- [What you have to do]:
Beginning with the line that contains "Found it: https://github.com/webdriverio/webdriverio/pull/4568" in the material below, print each line exactly until the line that contains "This is not related" has been printed, then stop.

- [Input data]:
+--
PR #4566, opened 2019-10-03
Report errors in beforeAll and afterAll with Jasmine

### LINKED ISSUE #3084: Why does not Webdriverio report an error in beforeAll with Jasmine?
I use with Jasmine.
When an error occur in `beforeAll`, WebdriverIO does not report the error, but exit code is 1.
I expect it to report error and test failed.
When an error occur in 'beforeEach', WebdriverIO report it and the test failed.

example code

```
describe('sample', () => {
  beforeAll(() => {
    throw new Error("ERROR")
  })

  it('sample', () => {
    browser.url('http://www.google.com')
  })
})
```

 - **WebdriverIO version: 4.14.0
 - **Mode:** WDIO Testrunner
 - **If WDIO Testrunner, running sync/async:"" sync
 - **Node.js version: 8.6.0
 - **NPM version:** 6.4.1
 - **Browser name and version:** Chrome 70
 - **Platform name and version: mac OS 10.13.6
 - **Additional wdio packages used (if applicable):** [e.g. @wdio/spec reporter, @wdio/selenium-standalone service]
   *    "chromedriver": "2.44.0",
   *   "wdio-chromedriver-service": "0.1.3",
   *  "wdio-jasmine-framework": "0.3.7",

martinfrancois:
## Proposed changes

Closes #3084 
Jasmine currently doesn't report issues in WebdriverIO, if there is an error in `beforeAll` or `afterAll`. This PR causes those errors to get reported correctly.

## Types of changes

- [ ] Documentation update

## Checklist

## Further comments

- I decided to report errors in `beforeAll` and `afterAll` in a similar way as it is implemented for Mocha currently. This means:
  - `"before all" hook` or `"after all" hook` appear only in the reporting if there is a failure in one of them, respectively
  - If at least one of them fails, the failure count gets increased by one (since the suite failed)
- Currently, the `spec` reporter shows the hooks at the bottom of the suite's report. With Mocha, if `before` fails, the rest of the test suite will not be run. There is no way to change this behavior with Mocha currently. This means, up until now it would either show the `before` (and `after`) hooks that failed with no specs with Mocha or only the specs with the `after` hook, if it failed. However with Jasmine, it will continue to run by default, as long as the `failFast` option is not being used. This means there could be the scenario, where a `beforeAll` hook fails, while there are some specs that have run.
  - I changed the spec reporter to first check if a `beforeAll` hook is present which has failed, and if this is the case, it will be shown at the top of the suite.
  - This shows the timeline better, as the `beforeAll` hook is run first in the suite and it would be confusing if the specs would all come first, with the `beforeAll` and `afterAll` hooks at the bottom of the report.

### DIFF
--- a/packages/wdio-jasmine-framework/src/reporter.js
+++ b/packages/wdio-jasmine-framework/src/reporter.js
@@ -11,6 +11,7 @@ export default class JasmineReporter {
         this.parent = []
         this.failedCount = 0
         this.startedTest = null
+        this.specEventQueue = []
     }
 
     suiteStarted (suite) {
@@ -36,7 +37,7 @@ export default class JasmineReporter {
         test.type = 'test'
         test.start = new Date()
         this.parent[this.parent.length - 1].tests++
-        this.emit('test:start', test)
+        this.queueEvent('test:start', test)
     }
 
     specDone (test) {
@@ -62,9 +63,9 @@ export default class JasmineReporter {
         const e = 'test:' + test.status.replace(/ed/, '')
         test.type = 'test'
         test.duration = new Date() - this.testStart
-        this.emit(e, test)
+        this.queueEvent(e, test)
         this.failedCount += test.status === 'failed' ? 1 : 0
-        this.emit('test:end', test)
+        this.queueEvent('test:end', test)
     }
 
     suiteDone (suite) {
@@ -88,6 +89,7 @@ export default class JasmineReporter {
                 start: Date.now(),
                 status: 'failed'
             })
+            this.emitQueue()
         }
 
         // errors on beforeAll are swallowed by Jasmine and can only be accessed later on
@@ -108,6 +110,8 @@ export default class JasmineReporter {
 
         this.emitHookEnd(suite, 'after all', errorsAfterAll)
 
+        this.emitQueue()
+
         this.parent.pop()
         suite.type = 'suite'
         suite.duration = new Date() - this.suiteStart
@@ -115,6 +119,20 @@ export default class JasmineReporter {
 
         // if suite is failed due to a failure in beforeAll / afterAll, increase failed count
         this.failedCount += suite.status === 'failed' ? 1 : 0
+    }
+
+    /**
+     * To ensure chronological ordering of the events, since Jasmine only exposes the errors in beforeAll at
+     * suiteDone, we queue the events from the specs until we reach suiteDone. Then, we send out the beforeAll events
+     * first, followed by the queued events from the specs.
+     */
+    queueEvent(event, payload) {
+        this.specEventQueue.push({ event: event, payload: payload })
+    }
+
+    emitQueue() {
+        this.specEventQueue.forEach(item => this.emit(item.event, item.payload))
+        this.specEventQueue = []
     }
 
     emit (event, payload) {
--- a/packages/wdio-jasmine-framework/src/reporter.js
+++ b/packages/wdio-jasmine-framework/src/reporter.js
@@ -20,15 +20,9 @@ export default class JasmineReporter {
 
         this.emit('suite:start', suite)
 
-        const hookBeforeAll = Object.assign({}, suite)
-        hookBeforeAll.type = 'hook'
-        hookBeforeAll.description = '"before all" hook'
-        this.emit('hook:start', hookBeforeAll)
+        this.emitHookStart(suite, 'before all')
 
-        const hookAfterAll = Object.assign({}, suite)
-        hookAfterAll.type = 'hook'
-        hookAfterAll.description = '"after all" hook'
-        this.emit('hook:start', hookAfterAll)
+        this.emitHookStart(suite, 'after all')
 
         this.parent.push({
             description: suite.description,
@@ -112,25 +106,9 @@ export default class JasmineReporter {
             errorsAfterAll = errors.filter(error => error.stack.includes('UserContext.afterAll'))
         }
 
-        const hookBeforeAll = Object.assign({}, suite)
-        hookBeforeAll.type = 'hook'
-        hookBeforeAll.parent = parentSuite
-        hookBeforeAll.description = '"before all" hook'
-        if (errorsBeforeAll) {
-            hookBeforeAll.errors = errorsBeforeAll
-            hookBeforeAll.error = errorsBeforeAll[0]
-        }
-        this.emit('hook:end', hookBeforeAll)
+        this.emitHookEnd(suite, parentSuite, 'before all', errorsBeforeAll)
 
-        const hookAfterAll = Object.assign({}, suite)
-        hookAfterAll.type = 'hook'
-        hookAfterAll.parent = parentSuite
-        hookAfterAll.description = '"after all" hook'
-        if (errorsAfterAll) {
-            hookAfterAll.errors = errorsAfterAll
-            hookAfterAll.error = errorsAfterAll[0]
-        }
-        this.emit('hook:end', hookAfterAll)
+        this.emitHookEnd(suite, parentSuite, 'after all', errorsAfterAll)
 
         this.parent.pop()
         suite.type = 'suite'
@@ -170,6 +148,25 @@ export default class JasmineReporter {
 
     getUniqueIdentifier (target) {
         return target.description + target.id
+    }
+
+    emitHookStart(suite, name) {
+        const hook = Object.assign({}, suite)
+        hook.type = 'hook'
+        hook.description = '"' + name + '" hook'
+        this.emit('hook:start', hook)
+    }
+
+    emitHookEnd(suite, parentSuite, name, errors) {
+        const hook = Object.assign({}, suite)
+        hook.type = 'hook'
+        hook.parent = parentSuite
+        hook.description = '"' + name + '" hook'
+        if (errors) {
+            hook.errors = errors
+            hook.error = errors[0]
+        }
+        this.emit('hook:end', hook)
     }
 
     cleanStack (error) {
--- a/packages/wdio-jasmine-framework/src/reporter.js
+++ b/packages/wdio-jasmine-framework/src/reporter.js
@@ -21,10 +21,6 @@ export default class JasmineReporter {
 
         this.emit('suite:start', suite)
 
-        this.emitHookStart(suite, 'before all')
-
-        this.emitHookStart(suite, 'after all')
-
         this.parent.push({
             description: suite.description,
             id: suite.id,
@@ -69,6 +65,29 @@ export default class JasmineReporter {
     }
 
     suiteDone (suite) {
+        // errors on beforeAll are swallowed by Jasmine and can only be accessed at suiteDone
+        let errorsBeforeAll = []
+        let errorsAfterAll = []
+        if (suite.failedExpectations.length) {
+            let errors = suite.failedExpectations
+
+            if (this.shouldCleanStack) {
+                errors = suite.failedExpectations.map(x => this.cleanStack(x))
+            }
+
+            errorsBeforeAll = errors.filter(error => error.stack.includes('UserContext.beforeAll'))
+            errorsAfterAll = errors.filter(error => error.stack.includes('UserContext.afterAll'))
+        }
+
+        // since we cannot know if there was a beforeAll when there is no error, only send out hooks if there are errors
+        if (errorsBeforeAll.length) {
+            this.emitHookStart(suite, 'before all')
+            this.emitHookEnd(suite, 'before all', errorsBeforeAll)
+        }
+
+        // send out queued spec events after beforeAll
+        this.emitQueue()
+
         /**
          * in case there is a runtime error within one of the specs
          * create an empty test to attach the error to it
@@ -92,25 +111,11 @@ export default class JasmineReporter {
             this.emitQueue()
         }
 
-        // errors on beforeAll are swallowed by Jasmine and can only be accessed later on
-        let errorsBeforeAll
-        let errorsAfterAll
-        if (suite.failedExpectations.length) {
-            let errors = suite.failedExpectations
-
-            if (this.shouldCleanStack) {
-                errors = suite.failedExpectations.map(x => this.cleanStack(x))
-            }
-
-            errorsBeforeAll = errors.filter(error => error.stack.includes('UserContext.beforeAll'))
-            errorsAfterAll = errors.filter(error => error.stack.includes('UserContext.afterAll'))
+        // since we cannot know if there was a afterAll when there is no error, only send out hooks if there are errors
+        if (errorsAfterAll.length) {
+            this.emitHookStart(suite, 'after all')
+            this.emitHookEnd(suite, 'after all', errorsAfterAll)
         }
-
-        this.emitHookEnd(suite, 'before all', errorsBeforeAll)
-
-        this.emitHookEnd(suite, 'after all', errorsAfterAll)
-
-        this.emitQueue()
 
         this.parent.pop()
         suite.type = 'suite'
@@ -182,10 +187,8 @@ export default class JasmineReporter {
         hook.type = 'hook'
         hook.parent = this.getParentSuite()
         hook.description = '"' + name + '" hook'
-        if (errors) {
-            hook.errors = errors
-            hook.error = errors[0]
-        }
+        hook.errors = errors
+        hook.error = errors[0]
         this.emit('hook:end', hook)
     }
 
--- a/packages/wdio-jasmine-framework/src/reporter.js
+++ b/packages/wdio-jasmine-framework/src/reporter.js
@@ -101,7 +101,7 @@ export default class JasmineReporter {
         // errors on beforeAll are swallowed by Jasmine and can only be accessed later on
         let errorsBeforeAll
         let errorsAfterAll
-        if (suite.failedExpectations && suite.failedExpectations.length) {
+        if (suite.failedExpectations.length) {
             let errors = suite.failedExpectations
 
             if (this.shouldCleanStack) {
--- a/packages/wdio-jasmine-framework/src/reporter.js
+++ b/packages/wdio-jasmine-framework/src/reporter.js
@@ -68,13 +68,11 @@ export default class JasmineReporter {
     }
 
     suiteDone (suite) {
-        const parentSuite = this.parent[this.parent.length - 1]
-
         /**
          * in case there is a runtime error within one of the specs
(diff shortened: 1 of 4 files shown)


mgrybyk:
I don't really like the approach, first of all not every user wants to see before after All hooks in reports, secondly it's tighten spec reporter. 
Can it be more generic? Does printing errors  works for you?

martinfrancois:
@mgrybyk I see what you mean.
First of all, the before and after hooks only appear in the reports if there are errors (at least in the spec reporter, since every reporter handles these kinds of details by themselves).

mgrybyk:
Got it, so we need to to have failed before after All hook in report.
Let me check one more option quickly. 

Anyway I agree that it would be nice to have hook error shown based on timeline. 
Noticed this not just for jasmine but for Cucumber as well.
Is there a way to avoid relying on hook name and use timestamp or something to keep chronological order in spec reporter?

martinfrancois:
@mgrybyk sure! I don't know how it is with Cucumber, but it would make sense of course.
I was thinking about this as well, however one thing that is clear: without changing the implementation of the spec reporter at all, this would not be possible, as it currently just puts the hooks at the bottom.

Considering the chronological approach, this would be a possibility, however it would mean the following:
- We would need some kind of workaround for Jasmine anyways, we would need to:
  - either "fake" the time stamp of the `hook:end` for `beforeAll` to be the same as the timestamp of `hook:start` (`hook:end` can only be sent at `suiteDone` as the error cannot be accessed from Jasmine earlier) so that it would chronologically get added before the specs that run
  - or we include logic in the specs reporter that would take care of that, however this would kind of be the approach it is now
  - we couldn't just use the time stamp of the `hook:start` as a measure instead, since the `afterAll` hook needs to start before the specs to work
- if we go with the chronological approach, we would need to "merge" both the hooks and the suites together, before we sort them.
  - I'm not sure if this would cause any problems with other frameworks, do you know if there is one where having hooks at the end of the suite would be preferred to having them in chronological order? I can't think of any right now, but I don't know all of them that report in WebdriverIO either...
- Chronologically sorting them would make the spec reporter slower. I don't know how big the impact is, it would depend on the amount of specs of course, the more specs the longer it would take.

As you see both approaches have their advantages and disadvantages... It's not ideal Jasmine is handling it in this way, causing us to come up with workarounds to these issues... Which approach do you think it would make sense to go more? I decided to go the with not sorting it chronologically for the PR, as I felt it would introduce the least amount of breaking changes. But I would also be okay with going the other approach here or in a separate PR!

packages/wdio-jasmine-framework/src/reporter.js
```diff
@@ -87,10 +98,47 @@ export default class JasmineReporter {
             })
         }
 
+        // errors on beforeAll are swallowed by Jasmine and can only be accessed later on
+        let errorsBeforeAll
+        let errorsAfterAll
+        if (suite.failedExpectations && suite.failedExpectations.length) {
```
mgrybyk: suite.failedExpectations is always an array

packages/wdio-jasmine-framework/src/reporter.js
```diff
@@ -87,10 +98,47 @@ export default class JasmineReporter {
...
+
+        const hookBeforeAll = Object.assign({}, suite)
+        hookBeforeAll.type = 'hook'
+        hookBeforeAll.parent = parentSuite
+        hookBeforeAll.description = '"before all" hook'
+        if (errorsBeforeAll) {
+            hookBeforeAll.errors = errorsBeforeAll
+            hookBeforeAll.error = errorsBeforeAll[0]
+        }
+        this.emit('hook:end', hookBeforeAll)
```
mgrybyk: is it possible that we don't have before/after All hooks at all?

packages/wdio-jasmine-framework/src/reporter.js
```diff
@@ -87,10 +98,47 @@ export default class JasmineReporter {
...
+
+            if (this.shouldCleanStack) {
+                errors = suite.failedExpectations.map(x => this.cleanStack(x))
+            }
+
+            errorsBeforeAll = errors.filter(error => error.stack.includes('UserContext.beforeAll'))
+            errorsAfterAll = errors.filter(error => error.stack.includes('UserContext.afterAll'))
+        }
+
+        const hookBeforeAll = Object.assign({}, suite)
```
mgrybyk: this block can be moved to a function that accepts before/after as an argument

packages/wdio-jasmine-framework/src/reporter.js
```diff
@@ -87,10 +98,47 @@ export default class JasmineReporter {
...
+        }
+        this.emit('hook:end', hookAfterAll)
+
         this.parent.pop()
         suite.type = 'suite'
         suite.duration = new Date() - this.suiteStart
         this.emit('suite:end', suite)
+
+        // if suite is failed due to a failure in beforeAll / afterAll, increase failed count
+        this.failedCount += suite.status === 'failed' ? 1 : 0
```
mgrybyk: will the suite be treated as failed in such case?

packages/wdio-spec-reporter/src/index.js
```diff
@@ -147,17 +147,29 @@ class SpecReporter extends WDIOReporter {
...
-             */
-            ...suite.tests,
-            /**
-             * and only hooks that failed
-             */
-            ...suite.hooks
-                .filter((hook) => Boolean(hook.error))
-        ]
+        const beforeAllTitle = '"before all" hook'
+        const beforeAll = suite.hooks.find(hook => Boolean(hook.error) && hook.title === beforeAllTitle)
```
mgrybyk: can we have more than one beforeAll?

packages/wdio-jasmine-framework/src/reporter.js
```diff
@@ -19,6 +19,17 @@ export default class JasmineReporter {
         suite.start = new Date()
 
         this.emit('suite:start', suite)
+
+        const hookBeforeAll = Object.assign({}, suite)
```
mgrybyk: can be moved to a function that accepts hook type as arg

packages/wdio-jasmine-framework/src/reporter.js
```diff
@@ -19,6 +19,17 @@ export default class JasmineReporter {
...
+        hookBeforeAll.type = 'hook'
+        hookBeforeAll.description = '"before all" hook'
+        this.emit('hook:start', hookBeforeAll)
```
mgrybyk: same as with hook:end, not sure that we always have before/after All and not sure if it's only one.

martinfrancois:
Another way to go that would solve the issue without having to sort them after the fact based on the timestamp would be to get rid of the differentiation between hooks and suites, as in just have one array in `wdio-reporter` for the events of both suites and hooks, just filling them in as they come. We could then differentiate between hook or suite in the objects themselves.
This would probably be the cleanest solution, in `wdio-jasmine-framework` we could queue the events of the test specs until we reach `suiteDone`, then emit the hooks for the start and end of `beforeAll`, then emit all the events that were queued, followed by the events of `afterAll`. But it would mean the most breaking changes as well, and this would be something we would need to have a look at in a separate PR for sure.

mgrybyk:
We can't just get rid of them, it's gonna be a breaking change. But we can introduce one more list as I've mentioned above.

packages/wdio-jasmine-framework/src/reporter.js
martinfrancois: Yes. But that's part of the problem... I couldn't come up with a way to find out if there are tests in `beforeAll` or `afterAll` with Jasmine, as Jasmine keeps them separated before the run only, then they all get put in a queue and get run all together. At this point I couldn't find a way to differentiate them again.

packages/wdio-jasmine-framework/src/reporter.js
martinfrancois: Will do!

packages/wdio-jasmine-framework/src/reporter.js
martinfrancois: Yes. This is at least the current behavior with Mocha. `beforeAll` and `afterAll` are pre-/postconditions of the suite, so if one of them fails, the suite can be considered failed as well.

packages/wdio-spec-reporter/src/index.js
martinfrancois: No, there can only be one `beforeAll`

packages/wdio-jasmine-framework/src/reporter.js
martinfrancois: Will do!

martinfrancois:
Ah I see! Yes, that would be a possibility. But this would mean we would need to maintain one combined and two separate arrays, which increases the complexity. Let's see what @christian-bromann thinks about this

packages/wdio-jasmine-framework/src/reporter.js
mgrybyk: We can detect before after All hooks in the end and trigger start event just before stop.
At least in such case we wont add not existing hooks

packages/wdio-jasmine-framework/src/reporter.js
martinfrancois: Is it guaranteed that Jasmine will always provide it? I was not sure, which is why I added the check, but I could also remove it

packages/wdio-jasmine-framework/src/reporter.js
martinfrancois: See comment from before here as well ;-)

packages/wdio-jasmine-framework/src/reporter.js
mgrybyk: According to their docs on custom reporter it should be

packages/wdio-jasmine-framework/src/reporter.js
martinfrancois: I think there must be a misunderstanding... We can only know for sure at the end of the suite if there was a before / after hook if there was a failure in one of them. Else if there was a `beforeAll` that passed, we cannot differentiate it from a regular spec anymore, except if we can guarantee the name of the `beforeAll` was not defined. However, assuming nobody would specify a name for `beforeAll` seemed a bit dangerous to me. That's why I decided to consistently use the hooks. We could also just send them out if there was a failure, but this would still not be an accurate representation...

packages/wdio-jasmine-framework/src/reporter.js
martinfrancois: Just removed it and added empty `failedExpectation` arrays to each of the unit tests as well with `suiteDone` so they won't fail

packages/wdio-jasmine-framework/src/reporter.js
martinfrancois: Just refactored this

packages/wdio-jasmine-framework/src/reporter.js
martinfrancois: Just refactored this one as well

packages/wdio-jasmine-framework/src/reporter.js
```diff
@@ -19,6 +19,11 @@ export default class JasmineReporter {
         suite.start = new Date()
 
         this.emit('suite:start', suite)
+
+        this.emitHookStart(suite, 'before all')
```
mgrybyk: I still think that it, as well as emit hook end, can be moved to `if (suite.failedExpectations.length) {` block, so that we only add failed hooks to report

packages/wdio-jasmine-framework/src/reporter.js
```diff
@@ -87,10 +90,31 @@ export default class JasmineReporter {
...
+
+            if (this.shouldCleanStack) {
+                errors = suite.failedExpectations.map(x => this.cleanStack(x))
+            }
+
+            errorsBeforeAll = errors.filter(error => error.stack.includes('UserContext.beforeAll'))
+            errorsAfterAll = errors.filter(error => error.stack.includes('UserContext.afterAll'))
+        }
+
+        this.emitHookEnd(suite, 'before all', errorsBeforeAll)
```
mgrybyk: I'd rename hooks to beforeAll / afterAll to avoid possible overlapping with mocha hooks

martinfrancois: This was actually intentional. By going with this approach, the other reporters need less adjustment. For example, Allure shows the hooks in the report only if it matches this name exactly (since it matches for it). Since mocha and jasmine cannot be used together anyways, I don't think there would be any issues.

martinfrancois:
> * error in `beforeAll` hook added to root scope is still ignored.

Can you please explain that further, maybe with an example? I'm not sure what you mean..

martinfrancois:
Based on the current situation I would propose the following changes, please tell me if you agree:
- change the hooks only to get sent out if there is an error
- queue the events from the specs until `suiteDone` is called, where the `beforeAll` hook would be sent first if there is an error, followed by emitting the events in the queue, followed by an event to the `afterAll` hook, should there be an error
  - this way when we decide to implement the "chronological" approach by using the combined array, we wouldn't need to change anything in the jasmine framework itself, it would already work.
- we would leave the changes to the spec reporter like it is now and in a separate PR, (if @christian-bromann agrees with the combined array approach) we would adjust the wdio-reporter to implement the combined array and wdio-spec-reporter to use the combined array to show the hooks / suites in chronological order
  - since we need to change the function I adjusted here in the spec reporter anyways during these changes, I think it would be okay to leave them as it is now

This way we can leave the other PR for the details regarding the change on `wdio-reporter`, as we may stumble upon challenges that we didn't think of now, so we don't delay this functionality too much.

What do you think?

mgrybyk:
@martinfrancois just add `beforeAll` hook outside describe (in a root scope).

mgrybyk:
I like the idea to avoid affecting spec reporter and improve it later on so that it can print tests/hooks in chronological way. It is also helpful for Cucumber framework

martinfrancois:
> @martinfrancois just add `beforeAll` hook outside describe (in a root scope).

@mgrybyk is this even supported by Jasmine? I never thought of using `beforeAll` outside of a `describe` before and I couldn't find any code snippets online that used `beforeAll` in this way... But I could be missing something.
The docs from Jasmine are not very specific about this. While I couldn't find an example of it there as well, the docs say the following about `beforeAll`:

> Run some shared setup once before all of the specs in the `describe` are run.

It's not clear though if this means that the `beforeAll` must be in the `describe` or not... 

Is it something you have seen used somewhere and if so I would be interested to know what the reason for putting it outside of the `describe` block.

packages/wdio-spec-reporter/src/index.js
```diff
@@ -147,17 +147,29 @@ class SpecReporter extends WDIOReporter {
...
+        if (beforeAll) {
+            // since Jasmine allows test cases to run even if beforeAll failed, ensure beforeAll is on the top
+            return [beforeAll,
+                // report all tests
+                ...suite.tests,
+                // and only hooks that failed, without beforeAll
+                ...suite.hooks.filter(hook => Boolean(hook.error) && hook.title !== beforeAllTitle)
+            ]
+        } else {
+            return [
```
christian-bromann: no else needed here

martinfrancois: just removed it. I was just wondering, if there is an ESLint rule for that, we should add it!

martinfrancois: Found it: https://github.com/webdriverio/webdriverio/pull/4568

mgrybyk:
two point here. 
- I'd avoid changing spec reporter with this PR and raise an issue to fix it so that it would work for both Jasmine and Cucumber instead of applying workaround.
This is not related to the issue, the core problem is that before/after All hook errors are not printed and are missing reporters.

- I find a bit easier way to deal with it that would also cover cases when before/after All is in root scope AND errors will be printed when they happen instead of in the end of the suite.

martinfrancois:
1. Point: Alright, makes sense, let's keep the discussion around that in #4571. I will revert the changes to the spec reporter here.
2. Point:
> errors are printed when they happen instead of in the end of the suite.

I agree, this would be better, but this is not possible due to the way Jasmine works. If you read through https://github.com/webdriverio/webdriverio/issues/3084 you will see that Jasmine swallows the exceptions and failures until `suiteDone` is called, where they are inserted back again. This means it simply isn't possible for us to do this without changing the behavior of Jasmine itself, which is beyond the scope of this PR. In my opinion, given the implementation of this PR uses the correct chronological order of the calls, it's good enough and already provides a big value over what is the case now (no errors are visible at all in the reporting).

 > I find a bit easier way to deal with it that would also cover cases when before/after All is in root scope

I see.. I had a look at this issue and had a look at how Jasmine handles errors in `beforeAll` that is in root scope. It seems like those are not reported to `suiteDone` at all, as the `failedExpectations` array doesn't include them... This is probably because at root scope, there is no suite that Jasmine could report something to. Since the error cannot be accessed by WebdriverIO, we would need to figure out how to handle these issues at Jasmine first, too I think...

mgrybyk:
> errors are printed when they happen instead of in the end of the suite.

It's possible, already made it in my PR

martinfrancois:
> > errors are printed when they happen instead of in the end of the suite.
> 
> It's possible, already made it in my PR.

Oh, I wasn't aware of that!

> > don't think this should be an issue
> 
> Maybe, but I'd prefer it to work to avoid fixing it in future, especially if it doesn't take an extra effort

Sure, it's just I didn't find a way to do it at all, so it's not like it was no extra effort for me :wink:

How should we proceed? Should I integrate your changes into mine, or do you think you need to re-do it from scratch?

mgrybyk:
If the decision is not urgent I'd better wait a bit for someone's else input.
Maybe there is even better way to handle it

martinfrancois:
Okay!

mgrybyk:
@martinfrancois anyway thanks for dealing with it, all these fixes are happening with your help!

martinfrancois:
@mgrybyk You're welcome, I'm glad they are helping! Thank you too for your support!

christian-bromann:
@martinfrancois a lot of discussions on this thread, can you summarize what will change with this patch?

mgrybyk:
I think we can  close it.
Gonna do it with https://github.com/webdriverio/webdriverio/pull/4566

christian-bromann:
Sounds good to me. Thanks @martinfrancois for your work here!

martinfrancois:
I wanted to suggest the same. Thanks!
+--
- [Output of the task]:
martinfrancois: Found it: https://github.com/webdriverio/webdriverio/pull/4568

mgrybyk:
two point here. 
- I'd avoid changing spec reporter with this PR and raise an issue to fix it so that it would work for both Jasmine and Cucumber instead of applying workaround.
This is not related to the issue, the core problem is that before/after All hook errors are not printed and are missing reporters.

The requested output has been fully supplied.